"Bu bir icat! Kızım bunun içine ne koydun?" diyen Buğra yaptığım yemeğe yumulurken Ela kıkır kıkır gülerek abisini izliyordu. Berkay ise ağzını bile açmadan yaptığım yemeği yiyordu.
"Mantar," dememle Buğra'nın kaşığı tabağa düştü. Başını kaldırıp bana baktığında genişçe gülümsüyordum. Sevimli bir kedi gibi başımı yan yatırırken Sinan ve Çiğdem de kaşıkları tabaklara bırakmıştı.
"Ne oluyor?" dedi Ceren eğilerek diğerlerine bakarak.
"Mantar sevmeyen tayfa kendini belli etti bile! Doğrusu ben söylemesem anlayabilecek miydiniz?" dedim omuz silkerek.
"Bunda nasıl mantar var be? Offf midem..." diye söylenmeye başlayan Buğra utanmadan karnını bile tutmaya kalktığında bir anne edasıyla söylendim sadece. O kadar da abartılacak bir tadı yoktu bence.
"Hiç boşuna uğraşma Buğra. Yemeğime bayıldın ve tek sorun mantar olsa bile göz ardı edebilirsin." Sinsi gülüşüm yüzümün her yanına usulca sirayet ederken Buğra dudağını ısırmış kötü kötü bana bakıyordu. O sırada telefonuma gelen bir mesajla kucağımda duran telefonu aldım elime. Yemeğim bitmişti zaten.
"Afiyet olsun. Benim buna bakmam gerekiyor," diyerek masadan kalktım ve telefonuma gelen mesajı açarak salona ilerledim. Amerikan mutfak olduğundan salona gidişimde onlardan ayrı düşmeyecektim ama en azından mesaja daha rahat bakabilirdim.
Eskitme koltuğa kurulup kucağıma bir yastık aldım ve sohbet sayfasına girdim.

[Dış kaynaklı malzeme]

PR #467, opened 2015-12-17
Set SECURE_PROXY_SSL_HEADER

sdreher:
Nginx translates https:// scheme into the X-Forwarded-Protocol header.
Configure Django to use this header to determine if a request is secure.
(This configuration change should resolve an oauth handshake issue in production.)

### DIFF
--- a/mediathread/settings_shared.py
+++ b/mediathread/settings_shared.py
@@ -318,6 +318,8 @@ LTI_TOOL_CONFIGURATION = {
     'embed_tool_id': 'mediathread',
 }
 
+SECURE_PROXY_SSL_HEADER = ('HTTP_X_FORWARDED_PROTOCOL', 'https')
+
 # if you add a 'deploy_specific' directory
 # then you can put a settings.py file and templates/ overrides there
 # otherwise, make sure you specify the correct database settings in your


mediathread/settings_shared.py
```diff
@@ -318,6 +318,8 @@ def default_url_processor(url, label=None, request=None):
     'embed_tool_id': 'mediathread',
 }
 
+SECURE_PROXY_SSL_HEADER = ('HTTP_X_FORWARDED_PROTOCOL', 'https')
```
nikolas: In the django documentation for this setting, they set the first tuple element to `HTTP_X_FORWARDED_PROTO` instead of `HTTP_X_FORWARDED_PROTOCOL`. I just wanted to make sure that's not a typo.

Searching around I found some random info about an `X-Forwarded-Proto` header in nginx.. is there some place we can see this header when making an HTTP request to mediathread?

sdreher: Oh, good eye there. The salted nginx.conf for Meth (and our other apps) shows X-Forwarded-Protocol being used. I'll do a little digging tomorrow to see if one is preferred over the other.

sdreher: Okay, I've verified via the Django Debug Toolbar/Headers panel on staging that the header being sent through via nginx is: X-Forwarded-Protocol.

From what I can gather, [both X-Forwarded-Protocol and X-Forwarded-Proto](http://stackoverflow.com/questions/16042647/whats-the-de-facto-standard-for-a-reverse-proxy-to-tell-the-backend-ssl-is-used) are in use. And, there's an [RFC to standardize headers](https://tools.ietf.org/html/rfc7239).

So, for the moment, I think it's safe & fine to stick with X-Forwarded-Protocol.

thraxil: FWIW, this is already set up and configured by default in `ccnmtlsettings`.

PR #491, opened 2016-01-19
Fix tinymce error when editing assignment - PMT #104751

nikolas:
This issue came up because there are two potential tinymce editing
areas on this view - one for the response and one for the assignment.
As an instructor, tinymce is initialized for the assignment, as a
student it's initialized for the response, based on the `can_edit`
variable.

In some cases, this if clause in the onTinyMCEInitialize callback
was false when it should be true, due to multiple instances of
ProjectPanelHandler setting self.panel.

    instance.id === self.panel.context.project.id + '-project-content'

Now, I'm not sure yet why there was a conflict - two different instances
should be isolated from each other. But I addressed the issue by
refactoring: only defining the tinymce settings when necessary, taking
this object out of the constructor.

There's also some minor cleanup here:
* Putting the tinymce.show() calls in an if statement prevents the bad
  bug where the screen goes blank. If for some reason there's another
  issue like this, tinymce just won't be initialized.
* Renamed a variable in panel.js that was referring to a single panel,
  not multiple panels.

### DIFF
--- a/media/js/app/panel.js
+++ b/media/js/app/panel.js
@@ -6,17 +6,17 @@
 
 (function() {
     var PanelFactory = function() {
-        this.create = function(el, $parent, type, panels, space_owner) {
+        this.create = function(el, $parent, type, panel, space_owner) {
             // Instantiate the panel's handler
             var handler = null;
             if (type === 'project') {
-                handler = new ProjectPanelHandler(el, $parent, panels,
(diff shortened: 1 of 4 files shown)


sdreher:
Assignment editors now correctly shows, is editable and saves properly. But, inserting selections does not work. Console shows: Uncaught ReferenceError: addMaterialCitation is not defined

PR #513, opened 2016-02-01
Link to FF extension file on addons.mozilla.org

nikolas:
Now that the Firefox extension has been fully approved by Mozilla, we
can have users install this version instead.

> Dear Author,
> Full approval has been granted. Usually, due to your low user count, it
> is not granted. However I see that this tool is very helpful to students
> in many different colleges. I feel the audience would be great.


sdreher:
cool! great feedback.

PR #517, opened 2016-02-05
Validate Selection Start/End Times

sdreher:
Users are occasionally entering video selection times (HH:MM:SS) incorrectly as hours rather than minutes. e.g. 01:01:00 instead of 00:01:01. When this happens, the start and end times are greater than the video duration. The selection times are ignored and the video plays from the beginning.

This code verifies the start & end times are not larger than the duration where possible. Depending on the player, duration is not always immediately available. For example, Vimeo's duration is not recorded until the player begins playing. But, I think this will catch many errors and save some headaches.

### DIFF
--- a/media/css/mediathread.css
+++ b/media/css/mediathread.css
@@ -2870,6 +2870,12 @@ tr.sherd-clipform-editing td {
     text-align: right;
 }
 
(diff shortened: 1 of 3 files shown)


nikolas:
:+1:

PR #544, opened 2016-03-14
Promote/Demote Users

sdreher:
Instructors can promote and demote users to/from instructor status.


mediathread/templates/dashboard/class_roster.html
```diff
@@ -10,31 +10,42 @@
     <link rel="stylesheet" href="{% static 'js/lib/tablesorter/theme.default.custom.css' %}">
 {% endblock %}
 
+{% block uncompressable_css %}
```
nikolas: Should this be uncompressable_js?

sdreher: The underscore/backbone files are usually pre-loaded in the head.

nikolas: Oh okay, i see that uncompressable_js is at the end of the page, while uncompressable_css adds it to `<head>`. I think that's kind of confusing, if we have javascript libraries that need to be in the uncompressable_css block, so might clean this up in the future.

sdreher: definitely.

nikolas:
This is working well for me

parcalibulut___: Nasıl gidiyor her şey güzellik?
parcalibulut___: Daha iyi misin? Aklım sende.
dogalyasam: Yaşananları yaşandıkları yerde tutmaya karar verdim. Sen ne zaman geliyorsun?
parcalibulut___: Bir hafta...
parcalibulut___: Seninle gurur duyuyorum aşkım. Çok özledim seni.
dogalyasam: Ben de seniii! Ama ben çok yakında buradan da ayrılacağım.
parcalibulut___: O ne demek o? Nereye? Ben senin arkandan geliyorum sen de geri mi döneceksin? Yapma bunu ya! Ne alaka şimdi?
dogalyasam: Buradaki işlerimi bitirip Londra'ya yerleşeceğim. Benimle oraya gelebilirsin tekrar. Olmaz mı?
parcalibulut___: Olmaz. Tekrar oraya dönemem. Doğal nereden çıktı şimdi bu? Londra sadece tedavi içindi. Oraya tekrar dönmen çok saçma. İstemiyorum bunu. Türkiye'de kalabiliriz birlikte. Yapabiliriz bunu. Güçsüz hissetme kendini ben varım.
dogalyasam: Biliyorum... Varsın. İyi ki de oldun ama ben o kadar da güçlü değilim. Her gün yüz yüze bakamam onunla. Kollarım ağrıyor ona sarılamadığım her an için. İçim üşüyor. Londra'dayken bu soğuğa dayanıyordum, alışmıştım da ama şimdi... Burnumun dibinde. Ne yapacağımı bilmiyorum. Çok yoruldum ben. Gitmek istiyorum sadece.
dogalyasam: Sonsuza dek gitmek... Bir karavan fena olmazdı.
parcalibulut___: Benim gelmemi bekle güzelim. Yapma böyle. Anlaştık mı? Benim gelmemi bekle sadece. Az kaldı. Çok az kaldı, yanında olacağım artık.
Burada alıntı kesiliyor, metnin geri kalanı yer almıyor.